(Stored items)
--- --- ---

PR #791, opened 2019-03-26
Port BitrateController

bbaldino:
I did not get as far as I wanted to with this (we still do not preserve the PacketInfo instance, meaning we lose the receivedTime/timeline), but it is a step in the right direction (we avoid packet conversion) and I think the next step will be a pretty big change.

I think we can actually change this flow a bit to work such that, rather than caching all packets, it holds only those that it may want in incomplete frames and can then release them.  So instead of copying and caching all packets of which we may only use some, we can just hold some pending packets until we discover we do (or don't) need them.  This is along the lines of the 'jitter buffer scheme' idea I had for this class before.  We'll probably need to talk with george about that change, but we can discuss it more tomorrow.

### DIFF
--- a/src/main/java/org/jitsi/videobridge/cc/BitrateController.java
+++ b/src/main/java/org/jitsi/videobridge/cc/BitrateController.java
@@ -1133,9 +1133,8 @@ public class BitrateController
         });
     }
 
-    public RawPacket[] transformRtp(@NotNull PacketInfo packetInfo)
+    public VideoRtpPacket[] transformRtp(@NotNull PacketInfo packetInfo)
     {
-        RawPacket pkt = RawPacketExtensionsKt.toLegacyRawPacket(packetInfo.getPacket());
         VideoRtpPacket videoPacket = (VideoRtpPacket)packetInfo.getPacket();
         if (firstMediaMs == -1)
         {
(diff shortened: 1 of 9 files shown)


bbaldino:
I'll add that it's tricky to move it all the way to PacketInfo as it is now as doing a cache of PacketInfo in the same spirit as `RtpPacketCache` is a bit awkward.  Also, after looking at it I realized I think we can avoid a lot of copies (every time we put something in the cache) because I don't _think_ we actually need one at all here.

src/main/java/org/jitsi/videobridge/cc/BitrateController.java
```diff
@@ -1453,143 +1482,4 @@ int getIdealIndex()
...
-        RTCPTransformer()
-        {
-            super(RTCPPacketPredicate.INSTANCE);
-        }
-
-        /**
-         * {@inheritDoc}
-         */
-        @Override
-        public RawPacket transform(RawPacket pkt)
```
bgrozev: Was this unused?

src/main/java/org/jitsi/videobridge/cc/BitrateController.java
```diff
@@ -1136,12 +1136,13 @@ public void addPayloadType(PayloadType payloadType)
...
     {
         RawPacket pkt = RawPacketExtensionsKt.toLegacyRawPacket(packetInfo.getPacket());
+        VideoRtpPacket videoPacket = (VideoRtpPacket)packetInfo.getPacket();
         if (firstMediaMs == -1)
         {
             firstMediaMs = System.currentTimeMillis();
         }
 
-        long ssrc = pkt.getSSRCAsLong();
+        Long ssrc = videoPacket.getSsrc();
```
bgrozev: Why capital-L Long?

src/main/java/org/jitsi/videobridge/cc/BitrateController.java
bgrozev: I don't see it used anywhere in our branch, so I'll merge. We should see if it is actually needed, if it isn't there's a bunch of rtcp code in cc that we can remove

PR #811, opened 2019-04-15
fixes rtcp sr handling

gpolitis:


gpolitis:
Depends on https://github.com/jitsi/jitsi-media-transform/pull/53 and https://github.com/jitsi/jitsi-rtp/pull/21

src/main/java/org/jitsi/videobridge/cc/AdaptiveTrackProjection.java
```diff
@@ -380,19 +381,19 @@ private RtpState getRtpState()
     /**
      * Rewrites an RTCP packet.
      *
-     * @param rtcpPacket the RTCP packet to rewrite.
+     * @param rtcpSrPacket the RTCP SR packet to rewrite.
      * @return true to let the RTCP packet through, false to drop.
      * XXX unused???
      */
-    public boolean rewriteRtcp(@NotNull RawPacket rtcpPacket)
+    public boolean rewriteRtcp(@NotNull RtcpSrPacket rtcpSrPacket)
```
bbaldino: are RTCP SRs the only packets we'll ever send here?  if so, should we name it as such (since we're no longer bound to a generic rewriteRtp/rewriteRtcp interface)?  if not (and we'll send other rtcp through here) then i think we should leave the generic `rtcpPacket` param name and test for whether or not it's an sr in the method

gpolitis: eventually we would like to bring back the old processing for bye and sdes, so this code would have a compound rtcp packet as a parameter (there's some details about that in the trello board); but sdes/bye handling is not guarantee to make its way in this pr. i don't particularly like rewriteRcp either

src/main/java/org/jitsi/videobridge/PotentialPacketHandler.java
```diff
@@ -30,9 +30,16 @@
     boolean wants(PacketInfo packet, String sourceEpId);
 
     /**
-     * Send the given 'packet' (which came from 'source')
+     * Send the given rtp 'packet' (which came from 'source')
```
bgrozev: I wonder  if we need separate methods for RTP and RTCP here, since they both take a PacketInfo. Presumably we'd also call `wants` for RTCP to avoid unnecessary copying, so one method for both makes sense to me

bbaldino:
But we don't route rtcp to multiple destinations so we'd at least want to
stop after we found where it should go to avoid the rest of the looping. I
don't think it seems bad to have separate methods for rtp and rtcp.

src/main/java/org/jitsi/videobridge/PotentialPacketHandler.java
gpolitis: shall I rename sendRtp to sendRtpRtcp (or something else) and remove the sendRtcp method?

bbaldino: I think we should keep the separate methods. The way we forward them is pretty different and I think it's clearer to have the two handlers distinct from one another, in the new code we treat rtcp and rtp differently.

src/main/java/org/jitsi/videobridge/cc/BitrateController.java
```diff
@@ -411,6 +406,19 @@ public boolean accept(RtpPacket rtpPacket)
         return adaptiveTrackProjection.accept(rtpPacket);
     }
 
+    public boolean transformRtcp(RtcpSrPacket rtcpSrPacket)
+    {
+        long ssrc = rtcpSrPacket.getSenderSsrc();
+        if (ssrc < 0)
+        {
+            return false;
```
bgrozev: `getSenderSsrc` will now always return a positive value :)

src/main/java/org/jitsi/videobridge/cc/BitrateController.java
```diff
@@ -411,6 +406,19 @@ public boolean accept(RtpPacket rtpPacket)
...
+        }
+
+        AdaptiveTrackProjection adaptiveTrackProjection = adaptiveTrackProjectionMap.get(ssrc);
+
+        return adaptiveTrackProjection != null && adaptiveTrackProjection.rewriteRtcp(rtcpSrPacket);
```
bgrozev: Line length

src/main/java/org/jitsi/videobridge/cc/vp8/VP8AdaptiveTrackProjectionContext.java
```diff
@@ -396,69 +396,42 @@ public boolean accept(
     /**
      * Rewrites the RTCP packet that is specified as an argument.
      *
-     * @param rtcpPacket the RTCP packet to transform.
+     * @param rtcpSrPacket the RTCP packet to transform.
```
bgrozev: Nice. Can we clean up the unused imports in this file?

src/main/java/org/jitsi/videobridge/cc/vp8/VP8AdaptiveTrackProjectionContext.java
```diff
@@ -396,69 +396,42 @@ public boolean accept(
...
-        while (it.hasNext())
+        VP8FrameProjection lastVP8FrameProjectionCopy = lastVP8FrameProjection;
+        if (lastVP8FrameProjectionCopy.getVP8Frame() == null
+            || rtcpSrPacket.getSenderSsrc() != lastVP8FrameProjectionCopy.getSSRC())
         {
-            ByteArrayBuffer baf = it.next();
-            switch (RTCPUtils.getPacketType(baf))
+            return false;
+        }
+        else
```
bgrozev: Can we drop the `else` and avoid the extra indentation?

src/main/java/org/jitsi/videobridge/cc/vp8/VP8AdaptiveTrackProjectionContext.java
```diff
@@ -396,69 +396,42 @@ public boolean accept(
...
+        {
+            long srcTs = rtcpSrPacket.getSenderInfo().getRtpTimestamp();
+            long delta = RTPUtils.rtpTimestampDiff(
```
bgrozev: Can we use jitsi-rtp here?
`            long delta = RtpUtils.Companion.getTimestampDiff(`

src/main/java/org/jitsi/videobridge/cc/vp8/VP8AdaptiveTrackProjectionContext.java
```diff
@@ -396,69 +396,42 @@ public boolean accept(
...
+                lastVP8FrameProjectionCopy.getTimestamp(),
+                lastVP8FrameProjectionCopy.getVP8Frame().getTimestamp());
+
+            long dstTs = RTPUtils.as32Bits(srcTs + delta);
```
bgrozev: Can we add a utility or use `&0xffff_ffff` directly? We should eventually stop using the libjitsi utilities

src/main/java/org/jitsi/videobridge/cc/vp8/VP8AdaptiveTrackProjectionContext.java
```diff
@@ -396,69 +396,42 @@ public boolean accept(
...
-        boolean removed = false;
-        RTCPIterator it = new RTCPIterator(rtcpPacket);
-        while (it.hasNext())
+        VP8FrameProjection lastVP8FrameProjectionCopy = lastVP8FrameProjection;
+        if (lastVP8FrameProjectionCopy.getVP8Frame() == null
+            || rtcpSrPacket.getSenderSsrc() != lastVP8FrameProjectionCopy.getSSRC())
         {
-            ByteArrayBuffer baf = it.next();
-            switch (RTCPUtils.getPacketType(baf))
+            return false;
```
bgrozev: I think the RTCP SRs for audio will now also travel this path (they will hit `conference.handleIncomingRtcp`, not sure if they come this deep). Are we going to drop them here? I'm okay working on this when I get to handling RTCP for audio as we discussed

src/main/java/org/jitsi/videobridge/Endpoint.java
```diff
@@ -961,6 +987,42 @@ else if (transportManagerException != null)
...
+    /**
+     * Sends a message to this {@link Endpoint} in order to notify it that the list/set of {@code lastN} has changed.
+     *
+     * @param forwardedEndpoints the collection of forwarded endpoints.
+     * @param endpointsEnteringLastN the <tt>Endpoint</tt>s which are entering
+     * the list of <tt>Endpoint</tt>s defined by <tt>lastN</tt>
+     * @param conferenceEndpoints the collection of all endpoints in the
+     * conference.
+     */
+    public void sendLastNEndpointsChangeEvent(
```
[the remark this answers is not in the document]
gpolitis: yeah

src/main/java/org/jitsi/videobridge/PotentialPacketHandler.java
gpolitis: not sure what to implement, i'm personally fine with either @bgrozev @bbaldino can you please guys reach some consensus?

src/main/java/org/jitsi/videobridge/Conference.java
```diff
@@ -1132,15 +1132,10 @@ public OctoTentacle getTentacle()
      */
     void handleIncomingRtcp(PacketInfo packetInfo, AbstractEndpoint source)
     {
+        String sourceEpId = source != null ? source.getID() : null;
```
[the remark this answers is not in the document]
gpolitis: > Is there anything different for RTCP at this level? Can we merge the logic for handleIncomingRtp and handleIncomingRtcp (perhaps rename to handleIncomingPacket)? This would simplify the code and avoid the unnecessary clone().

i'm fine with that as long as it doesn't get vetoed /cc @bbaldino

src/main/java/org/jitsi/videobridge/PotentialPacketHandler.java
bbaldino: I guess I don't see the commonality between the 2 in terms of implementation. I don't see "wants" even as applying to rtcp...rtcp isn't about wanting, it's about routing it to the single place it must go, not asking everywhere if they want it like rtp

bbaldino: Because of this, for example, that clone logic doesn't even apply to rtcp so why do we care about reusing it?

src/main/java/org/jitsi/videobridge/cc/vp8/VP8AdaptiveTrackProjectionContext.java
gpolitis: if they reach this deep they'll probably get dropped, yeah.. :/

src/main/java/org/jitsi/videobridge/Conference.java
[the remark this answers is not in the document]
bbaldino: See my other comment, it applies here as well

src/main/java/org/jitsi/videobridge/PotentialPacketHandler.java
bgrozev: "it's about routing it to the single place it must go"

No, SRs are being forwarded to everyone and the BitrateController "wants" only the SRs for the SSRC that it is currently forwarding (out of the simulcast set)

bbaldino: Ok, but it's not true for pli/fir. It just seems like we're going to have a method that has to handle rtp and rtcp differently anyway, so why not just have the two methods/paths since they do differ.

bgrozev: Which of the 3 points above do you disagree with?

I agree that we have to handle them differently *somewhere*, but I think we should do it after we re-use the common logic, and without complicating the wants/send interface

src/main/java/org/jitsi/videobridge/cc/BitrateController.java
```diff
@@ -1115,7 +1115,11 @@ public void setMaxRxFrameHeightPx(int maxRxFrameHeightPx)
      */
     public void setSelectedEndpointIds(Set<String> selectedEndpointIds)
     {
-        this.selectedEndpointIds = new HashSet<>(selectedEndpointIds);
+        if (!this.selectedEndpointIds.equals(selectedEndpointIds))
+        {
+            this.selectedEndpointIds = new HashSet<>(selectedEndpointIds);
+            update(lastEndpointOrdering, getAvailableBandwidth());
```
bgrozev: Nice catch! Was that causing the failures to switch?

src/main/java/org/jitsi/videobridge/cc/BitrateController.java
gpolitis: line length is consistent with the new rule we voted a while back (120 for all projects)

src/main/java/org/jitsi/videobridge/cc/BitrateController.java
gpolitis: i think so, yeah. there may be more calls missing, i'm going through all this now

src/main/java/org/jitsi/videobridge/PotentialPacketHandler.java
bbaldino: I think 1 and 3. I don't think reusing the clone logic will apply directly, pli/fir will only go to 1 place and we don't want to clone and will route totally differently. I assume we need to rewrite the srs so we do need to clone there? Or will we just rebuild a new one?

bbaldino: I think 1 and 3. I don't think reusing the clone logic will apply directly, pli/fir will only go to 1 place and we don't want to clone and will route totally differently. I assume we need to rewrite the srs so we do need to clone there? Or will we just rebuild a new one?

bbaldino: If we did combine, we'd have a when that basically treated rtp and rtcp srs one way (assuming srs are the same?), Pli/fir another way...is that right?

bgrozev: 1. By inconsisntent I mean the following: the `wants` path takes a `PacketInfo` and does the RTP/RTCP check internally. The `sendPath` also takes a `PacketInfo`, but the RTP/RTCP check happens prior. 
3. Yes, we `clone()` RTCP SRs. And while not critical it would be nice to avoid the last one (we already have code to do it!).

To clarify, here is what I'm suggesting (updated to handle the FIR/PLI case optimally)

--- --- ---

Exercise
Return only the lines above that run from the opening line through the line containing "I'll add that", exactly as written.

Task response
PR #791, opened 2019-03-26
Port BitrateController

bbaldino:
I did not get as far as I wanted to with this (we still do not preserve the PacketInfo instance, meaning we lose the receivedTime/timeline), but it is a step in the right direction (we avoid packet conversion) and I think the next step will be a pretty big change.

I think we can actually change this flow a bit to work such that, rather than caching all packets, it holds only those that it may want in incomplete frames and can then release them.  So instead of copying and caching all packets of which we may only use some, we can just hold some pending packets until we discover we do (or don't) need them.  This is along the lines of the 'jitter buffer scheme' idea I had for this class before.  We'll probably need to talk with george about that change, but we can discuss it more tomorrow.

### DIFF
--- a/src/main/java/org/jitsi/videobridge/cc/BitrateController.java
+++ b/src/main/java/org/jitsi/videobridge/cc/BitrateController.java
@@ -1133,9 +1133,8 @@ public class BitrateController
         });
     }
 
-    public RawPacket[] transformRtp(@NotNull PacketInfo packetInfo)
+    public VideoRtpPacket[] transformRtp(@NotNull PacketInfo packetInfo)
     {
-        RawPacket pkt = RawPacketExtensionsKt.toLegacyRawPacket(packetInfo.getPacket());
         VideoRtpPacket videoPacket = (VideoRtpPacket)packetInfo.getPacket();
         if (firstMediaMs == -1)
         {
(diff shortened: 1 of 9 files shown)


bbaldino:
I'll add that it's tricky to move it all the way to PacketInfo as it is now as doing a cache of PacketInfo in the same spirit as `RtpPacketCache` is a bit awkward.  Also, after looking at it I realized I think we can avoid a lot of copies (every time we put something in the cache) because I don't _think_ we actually need one at all here.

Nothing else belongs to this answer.